EXERCISE AIM - Could you copy each line of the entries that contains "core"?

AVAILABLE DATA -
PR #8928, opened 2024-01-29
Do not swallow exception, print the message

trejjam:
Debugging of the native helper is extremely painful when you do not provide the context of failure.


abdulapopoola (approved):

nuget/lib/dependabot/nuget/nuget_config_credential_helpers.rb
```diff
@@ -55,17 +55,16 @@ def self.restore_user_nuget_config
...
       end
 
-      # rubocop:disable Lint/SuppressedException
       def self.patch_nuget_config_for_action(credentials, &_block)
         add_credentials_to_nuget_config(credentials)
         begin
           yield
-        rescue StandardError
+        rescue StandardError => e
+          puts "block causes an exception #{e}: #{e.message}"
```
JamieMagee, line 63: Should this use `Dependabot.logger` instead of `puts`?

trejjam: Logger, in general, sounds good. I just did not see it used anywhere (I am monkey writing Ruby I do not know the language or tools) hence I did not use it :)

brettfo:
In production this should never fail, but it might when running locally; is that what you're seeing?

trejjam:
Yes, I had a problem with the configuration of my environment.

The first was that dotnet was not discoverable, and the second was that the native tool was not authorized against a private repository, which is relatively easy to introduce in many places (ruby, dotnet, remote repository, invalid scope of credentials, ...).

brettfo:
The reason for the NuGet.Config mangling is specifically to pass through feed credentials that dependabot knows about, but the updater doesn't.

The most common way for dependabot to be run with a custom feed is via a `dependabot.yml` file in the repo, but if you need to run the tool locally for testing and use a private feed you can do this (I do this from the Docker development shell):

``` bash
LOCAL_CONFIG_VARIABLES='[{"type":"nuget_feed","token":"MY_SECRET_TOKEN","url":"https://nuget.example.com/index.json"}]' # add feeds as necessary
bin/dry-run.rb nuget dependabot/dependabot-core # ... other arguments
```

brettfo (approved):

brettfo:
Thanks for indulging me in questions, but yes, doing something with an exception rather than silently swallowing it can only be a good thing.

trejjam:
@brettfo https://github.com/dependabot/dependabot-core/pull/8928#issuecomment-1920177073 a different PR :)

trejjam:
About "In production, it should never fail." It did because dependabot does not handle well private repositories with native updater (I experience issue with Azure DevOps - it's handled in a different PR)

brettfo:
> @brettfo [#8928 (comment)](https://github.com/dependabot/dependabot-core/pull/8928#issuecomment-1920177073) a different PR :)

I have too many tabs open to keep track.  :)

> About "In production, it should never fail." It did because dependabot does not handle well private repositories with native updater (I experience issue with Azure DevOps - it's handled in a different PR)

Can you share more information about these scenarios and how the `NuGet.Config` is failing to get patched?  I can't think of a production scenario that would pass in one instance, but not in the other, because that file is always in the same place.

trejjam:
It's not about the file not being patched. The try-catch is not guarding `Nuget.config` patch.

It guards only calling native updater (passed block).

TASK OUTPUT -
bin/dry-run.rb nuget dependabot/dependabot-core # ... other arguments
@brettfo https://github.com/dependabot/dependabot-core/pull/8928#issuecomment-1920177073 a different PR :)
> @brettfo [#8928 (comment)](https://github.com/dependabot/dependabot-core/pull/8928#issuecomment-1920177073) a different PR :)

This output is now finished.